### WHAT THE TASK ASKS
The records follow. Print, word for word, the first line through the "-302,7 +302,7 @@" line.

Stored records
PR #838, opened 2022-10-12
CI: fix E2E tests

karim-en:
* Update `near-api-js` package to v1.1.0.
* Set `near2eth-relay-block-select-duration` to 0.

### DIFF
--- a/utils/borsh.js
+++ b/utils/borsh.js
@@ -302,7 +302,7 @@ class BorshContract {
           const result = await backoff(10, () =>
             this.account.connection.provider.query({
               request_type: 'call_function',
-              finality: 'optimistic',
+              finality: 'final',
               account_id: this.contractId,
               method_name: d.methodName,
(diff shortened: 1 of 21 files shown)


utils/borsh.js
```diff
@@ -300,10 +300,13 @@ class BorshContract {
...
-              `call/${this.contractId}/${d.methodName}`,
-              nearAPI.utils.serialize.base_encode(args)
-            )
+            this.account.connection.provider.query({
+              request_type: 'call_function',
+              finality: 'optimistic',
+              account_id: this.contractId,
+              method_name: d.methodName,
+              args_base64: args.toString('base64')
+            })
```
sept-en, line 309: Why do we define finality as `optimistic`?

sept-en: Fixed in 91e1ac76239e9818f198427d9aa94dbd308831fb

sept-en (approved):

PR #843, opened 2022-11-06
Eth2Near: minor bug fixes

karim-en:
- Fix beacon rpc route
- Fix network type

### DIFF
--- a/eth2near/eth_rpc_client/src/beacon_rpc_client.rs
+++ b/eth2near/eth_rpc_client/src/beacon_rpc_client.rs
@@ -1,7 +1,10 @@
+use crate::errors::{
+    ErrorOnJsonParse, ExecutionPayloadError, FailOnGettingJson, MissSyncAggregationError,
+    NoBlockForSlotError, SignatureSlotNotFoundError,
+};
 use crate::execution_block_proof::ExecutionBlockProof;
-use crate::errors::{ErrorOnJsonParse, ExecutionPayloadError, FailOnGettingJson, MissSyncAggregationError, NoBlockForSlotError, SignatureSlotNotFoundError};
-use crate::utils;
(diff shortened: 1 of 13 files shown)


sept-en (approved):

eth2near/eth_rpc_client/src/beacon_rpc_client.rs
```diff
@@ -34,7 +34,7 @@ impl BeaconRPCClient {
     const URL_BODY_PATH: &'static str = "eth/v2/beacon/blocks";
     const URL_GET_LIGHT_CLIENT_UPDATE_API: &'static str = "eth/v1/beacon/light_client/updates";
     const URL_FINALITY_LIGHT_CLIENT_UPDATE_PATH: &'static str =
-        "eth/v1/beacon/light_client/finality_update/";
+        "eth/v1/beacon/light_client/finality_update";
```
olga24912, line 37: It can't be change in that way:
`https://lodestar-goerli.chainsafe.io/eth/v1/beacon/light_client/finality_update/`
`https://lodestar-goerli.chainsafe.io/eth/v1/beacon/light_client/finality_update`

For other URLs extra parameters are added and we need not `/`.

olga24912 (changes requested):

eth2near/eth_rpc_client/src/beacon_rpc_client.rs
karim-en: Ok, looks like the route was changed in the last version of lodestar, In this case I will reimplement it by adding versioning for those routes

karim-en: Fixed in 02851a4c8ebe10d0f313423f44440b87a5f09e47

olga24912 (approved):

PR #846, opened 2022-11-20
Change default beacon rpc version

karim-en:


sept-en (changes requested):
Closed as this will be superseded by v1.5.

PR #882, opened 2023-03-29
Eth2Client: improvements, refactoring

karim-en:
Refactor the eth2 light client to resolve an issue of missing finality for more than 5 epochs.

- Added two modes `SubmitLightClientUpdate` and `SubmitHeader`.
- By default, the client is in `SubmitLightClientUpdate` and it turns into `SubmitHeader` after submitting a light client update.
- Added integration tests for migration logic.
- The relayer can submit a `LightClientUpdate` after any number of epochs/blocks, but those can be finalized only if the size of the gap between the current finalized block and the subsequent finalized block is higher than `hashes_gc_threshold`, otherwise, the `GC` can't be applied correctly.
- Update Eth2-to-Near relay and `eth2near` crates to v0.3.0.


sept-en (changes requested):
Having these changes, we also need to add an extra verification to make sure that the chain is convergent. So `block_hash_safe()` method would need to add a check that the block is safe only when `block_number <= finalized_execution_header.block_number`.

But consequently, this also means that `finalized_execution_blocks` variable no longer represents finalized blocks because the only `finalized_execution_header` is actually final.

contracts/near/eth2-client/src/lib.rs
```diff
@@ -259,41 +213,73 @@ impl Eth2Client {
...
-            format!("The block {} already submitted!", &block_hash)
+            format!("The block {:#?} already submitted!", &block_hash)
+        );
+
+        let finalized_execution_header = self.finalized_execution_header.get().unwrap();
+        // Apply gc
+        if let Some(diff_between_unfinalized_head_and_tail) =
+            self.get_diff_between_unfinalized_head_and_tail()
+        {
+            let header_number_to_remove = finalized_execution_header.block_number
```
olga24912, line 246: All of that values is u64. Theoretical (not practical) it is possibility for overflow.

contracts/near/eth2-client/src/lib.rs
```diff
@@ -259,41 +213,73 @@ impl Eth2Client {
...
         require!(
             insert_result.is_none(),
-            format!("The block {} already submitted!", &block_hash)
+            format!("The block {:#?} already submitted!", &block_hash)
+        );
+
+        let finalized_execution_header = self.finalized_execution_header.get().unwrap();
+        // Apply gc
+        if let Some(diff_between_unfinalized_head_and_tail) =
+            self.get_diff_between_unfinalized_head_and_tail()
```
olga24912, line 244: why it is important that it is not None? Maybe better use `unwrap_or(0)`?

olga24912 (approved):

contracts/near/eth2-client/src/lib.rs
karim-en: The`overflow-checks = true` option is enabled

contracts/near/eth2-client/src/lib.rs
karim-en: It is not too important, just to avoid calling the same code twice with `0` on the first and second calls in this mode.

contracts/near/eth2-client/src/lib.rs
```diff
@@ -582,27 +501,11 @@ impl Eth2Client {
...
-
-        self.submitters
-            .insert(submitter, &num_of_submitted_headers.try_into().unwrap());
-    }
-
     fn is_light_client_update_allowed(&self) {
+        require!(matches!(
+            self.client_mode,
+            ClientMode::SubmitLightClientUpdate
+        ));
```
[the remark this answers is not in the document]
karim-en: Fixed 51522a2a361a8807054da731ece3a2b4427e8a60

contracts/near/eth2-client/src/lib.rs
```diff
@@ -54,20 +53,23 @@ pub struct Eth2Client {
...
     /// Submitter account -> Num of submitted headers
-    submitters: LookupMap<AccountId, u32>,
+    __submitters: LookupMap<AccountId, u32>,
     /// Max number of unfinalized blocks allowed to be stored by one submitter account
     /// This value should be at least 32 blocks (1 epoch), but the recommended value is 1024 (32 epochs)
-    max_submitted_blocks_by_account: u32,
+    __max_submitted_blocks_by_account: u32,
     // The minimum balance that should be attached to register a new submitter account
-    min_storage_balance_for_submitter: Balance,
+    __min_storage_balance_for_submitter: Balance,
```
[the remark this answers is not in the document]
karim-en: Removed in 1354ded67703c0799ce076c8c70806af56ca8e30

contracts/near/eth2-client/src/lib.rs
```diff
@@ -259,41 +214,86 @@ impl Eth2Client {
...
+            .as_ref()
+            .map(|header| header.parent_hash)
+            .unwrap_or(self.finalized_beacon_header.execution_block_hash);
+        require!(
+            block_hash == expected_block_hash,
             format!(
-                "Submitted header number {}, hash {:?}",
-                block_header.number, block_hash
+                "The expected block hash is {:#?} but got {:#?}.",
+                expected_block_hash, block_hash
```
olga24912, line 229: Maybe we can also print the block number and expected block number? I think it can be useful in the future for debug.

olga24912 (approved):

contracts/near/eth2-client/src/lib.rs
karim-en: Btw, I've improved the logs a little bit here 
abe2d7b09e5be568d7463210002ed9d823d986d8

sept-en (approved):

PR #896, opened 2023-05-05
`eth-types`: Fix `GasLimitExceeded` error

karim-en:
The hash function `near_sdk::env::keccak256` randomly panics `HostError(GasLimitExceeded)` when calling it not in a near contract because it executes the code in the VM environment.
This code is used by other apps and services that running in the ARM/X86 environments to calculate the block hash, so native sha3 should be used instead of the one from near SDK to improve the performance and to avoid `GasLimitExceeded` error.


olga24912 (approved):

UrAvgDeveloper (commented):
Why can't we use `sha3` package only for both scenarios?

sept-en (changes requested):

sept-en (approved):

PR #898, opened 2023-05-09
CI fix: verify-near-headers, verify-near-proofs

UrAvgDeveloper:
- Fixed data issue for failing CIs - `verify-near-headers` and `verify-near-proofs`
- Updated `nearbridge` tests which were skipped along with header data files used

To fix E2E tests following are the changes implemented:
- Changed ganache version and fixed ganache start script to use automine in some time
- Changed `near-core` version to 1.31.0, because of use of IPv6 port in 1.32.0. Links to verify are [this](https://github.com/near/nearcore/blob/1.31.0/chain/network/src/tcp.rs#L54) and [this](https://github.com/near/nearcore/blob/1.32.0/chain/network/src/tcp.rs#L65). Main issue is GitHub actions not supporting IPv6 ports, the issue for [reference](https://github.com/actions/runner-images/issues/668#ref-commit-5526fae).


contracts/eth/nearbridge/test/NearBridge2.js
```diff
@@ -87,68 +84,64 @@ it('Add second block in first epoch should be verifiable', async function () {
...
-    this.skip();
 
-    const block181 = require('./181.json');
-    const block244 = require('./244.json');
-    const block304 = require('./304.json');
-    const block308 = require('./308.json');
-    const block368 = require('./368.json');
-    const block369 = require('./369.json');
+    const block126313429 = require('./126313429.json');
+    const block126315547 = require('./126315547.json');
```
olga24912, line 89: Should we update the block244 -> block126315547, block304 -> block126315744, block308 -> block126315811 in all tests? Or there is a reason to keep this files different?

contracts/eth/nearbridge/test/NearBridge2.js
```diff
@@ -43,23 +43,20 @@ it('should be ok', async function () {
...
 });
 
-it('2020-09-09 Example', async function () {
-   // Skip until tests are upgraded having blocks after nearcore 1.23.0
-   this.skip();
-
-   const block_15178713 = borshify(require('./block_15178713.json'));
-   const block_15178760 = borshify(require('./block_15178760.json'));
-   const block_15204402 = borshify(require('./block_15204402.json'));
-   const block_15248583 = borshify(require('./block_15248583.json'));
```
olga24912, line 53: We don't need this files anymore and should delete files: "block_15178713.json", "block_15178760.json", "block_15204402.json", "block_15248583.json"

olga24912 (changes requested):

contracts/eth/nearbridge/test/NearBridge2.js
karim-en: The test is about adding blocks from the first epoch, so I think we can keep it for this

contracts/eth/nearbridge/test/NearBridge2.js
karim-en: 1c06fa0cd78cbacb414968d8857501058dc25e8a

olga24912 (approved):

karim-en (approved):

mrLSD (approved):

PR #901, opened 2023-05-11
Update pipeline.yml

Gorlanson:


sept-en (changes requested):
Closing PR as the inappropriate one.

PR #909, opened 2023-07-03
CI: Use the latest `nearcore` version

karim-en:
- Replace `self-hosted` with `ubuntu-latest` to fix the error related to the introduced ipv6 in the [near core  1.32.0](https://github.com/near/nearcore/blob/1.32.0/chain/network/src/tcp.rs#L65)  `thread 'main' panicked at 'called `Result::unwrap()` on an `Err` value: Os { code: 99, kind: AddrNotAvailable, message: "Cannot assign requested address" }', chain/network/src/tcp.rs:186:48`

- Revert `utils/scripts/prepare.sh` changes.

### DIFF
--- a/.github/workflows/e2e.yml
+++ b/.github/workflows/e2e.yml
@@ -7,7 +7,7 @@ on:
 name: E2E tests
 jobs:
   test:
-    runs-on: self-hosted
+    runs-on: ubuntu-latest
     strategy:
       fail-fast: false
       matrix:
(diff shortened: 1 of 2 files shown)


vzctl:
I would like to reduce our dependencies on self-hosted runners, so I approve this change. Let's see if it work well:)

vzctl (approved):

sept-en (approved):

mrLSD (approved):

### WRITTEN ANSWER
PR #838, opened 2022-10-12
CI: fix E2E tests

karim-en:
* Update `near-api-js` package to v1.1.0.
* Set `near2eth-relay-block-select-duration` to 0.

### DIFF
--- a/utils/borsh.js
+++ b/utils/borsh.js
@@ -302,7 +302,7 @@ class BorshContract {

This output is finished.